Dieses Zitat wird dem römischen Schriftsteller Plinius zugeschrieben und es beschreibt kurz und knapp die wichtigsten Alltagsprozesse in Krippen, Kitas und Horten. Kinder lernen voneinander durch Beobachtung und Nachahmung und gerade jüngere Kinder oder solche, die erst seit kurzer Zeit eine Gemeinschaftseinrichtung besuchen nehmen oft zunächst eine beobachtende Rolle ein, bevor sie selbst aktiv werden und ihre Umwelt erobern. Die Beobachtung ist jedoch auch eine wichtige Aufgabe der pädagogischen Fachkräfte, ohne die eine individuelle Entwicklungsbegleitung nicht möglich ist. Neben der freien Beobachtung nutzen die meisten Einrichtungen vorgefertigte Beobachtungsbögen, um den Entwicklungsstand der Kinder in den einzelnen Teilbereichen wie Motorik, Sozialverhalten, Sprache, Interessen usw. besser einschätzen und bewerten zu können. Nicht zuletzt dient der Beobachtungsbogen im Kindergarten als Grundlage für Elterngespräche sowie als Instrument für die Kooperation mit Behörden, Therapeuten und Ärzten.

Aber: Welche Beobachtungsbögen für Krippe und Kita gibt es überhaupt? Wie werden diese eingesetzt und ausgewertet? Welchen Vorteil hat ein vorgefertigter Beobachtungsbogen für Kita oder Krippe gegenüber der freien Beobachtung? Diese Fragen soll der nachfolgende Text beantworten.

 

Freie Beobachtung oder Beobachtungsbogen – Welche Vor- und Nachteile bieten die einzelnen Verfahren?

 

Das Beobachten von Kindern gehört zweifellos zu den wichtigsten Aufgaben von pädagogischem Fachpersonal. Es kommt jedoch auf die Qualität der Beobachtung an und darauf, wie reflektiert der Beobachter mit der eigenen Wahrnehmung umgeht. Die häufigste Form der Beobachtung im pädagogischen Alltag ist sicherlich die freie Beobachtung. Der Vorteil liegt auf der Hand: Man braucht dazu keinen vorgefertigten Beobachtungsbogen, sondern beobachtet spontan oder zielgerichtet ein Kind bzw. eine Kindergruppe bei seinem bzw. ihrem Tun. Im Idealfall werden die Beobachtungen notiert und später gemeinsam mit Kolleginnen und Kollegen ausgewertet. Aus den Beobachtungsergebnissen können dann individuelle Förderschwerpunkte und pädagogische Maßnahmen abgeleitet werden.
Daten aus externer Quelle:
Issue #8, opened 2021-03-16
QoS overriding


jacobperron:
https://github.com/ros2/domain_bridge/pull/5 enables automatic QoS selection based on available publishers, but it would be nice to have the option to override the QoS used for a particular topic.

We could achieve this by adding to the `TopicBridgeOptions` class and exposing YAML configuration points.

In particular, it is already documented in the design doc that history and depth policies should be configurable since they can not be queried from publishers at runtime. Currently, they are defaulting to KEEP_LAST and 10.

PR #13, opened 2021-03-25
Add QoS overriding

jacobperron:
Resolves https://github.com/ros2/domain_bridge/issues/8

* Adds support for configuring QoS policies per topic bridge.
* Adds YAML support
* Change default value for deadline and lifespan policies to be "infinite"
  * Users can opt-in to the automatic matching

### DIFF
--- a/src/domain_bridge/domain_bridge.cpp
+++ b/src/domain_bridge/domain_bridge.cpp
@@ -16,6 +16,7 @@
 
 #include <cstddef>
 #include <iostream>
+#include <limits>
 #include <map>
 #include <memory>
 #include <sstream>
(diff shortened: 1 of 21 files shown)


src/domain_bridge/domain_bridge.cpp
```diff
@@ -185,6 +186,46 @@ class DomainBridgeImpl
...
+            qos.deadline(rclcpp::Duration::from_nanoseconds(deadline_ns));
+          }
+        } else {
+          qos.deadline(qos_match.qos.deadline());
+        }
+        if (qos_options.lifespan()) {
+          const auto lifespan_ns = qos_options.lifespan().value();
+          if (lifespan_ns < 0) {
+            qos.lifespan(
+              rclcpp::Duration::from_nanoseconds(std::numeric_limits<std::int64_t>::max()));
```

Das Problem bei der freien Beobachtung besteht aber darin, dass sie sehr subjektiv ist und keine Vergleichswerte liefert.

 

Praxisbeispiel:

Erzieherin Meike beobachtet, dass Louisa (3,8 Jahre) beim Sprechen noch viele grammatikalische Fehler macht. Auch die Lautbildung empfindet die pädagogische Fachkraft als auffällig fehlerhaft. Meike hat selbst zwei Kinder, die schon im Alter von zwei Jahren fehlerfrei Sätze bilden konnten. Sie notiert ihre Beobachtungen und nimmt sich vor, Louisa im sprachlichen Bereich mehr zu fördern und das Gespräch mit den Eltern zu suchen – Meike sieht dringenden Handlungsbedarf und glaubt, dass eine zusätzliche Förderung durch einen Logopäden wichtig ist.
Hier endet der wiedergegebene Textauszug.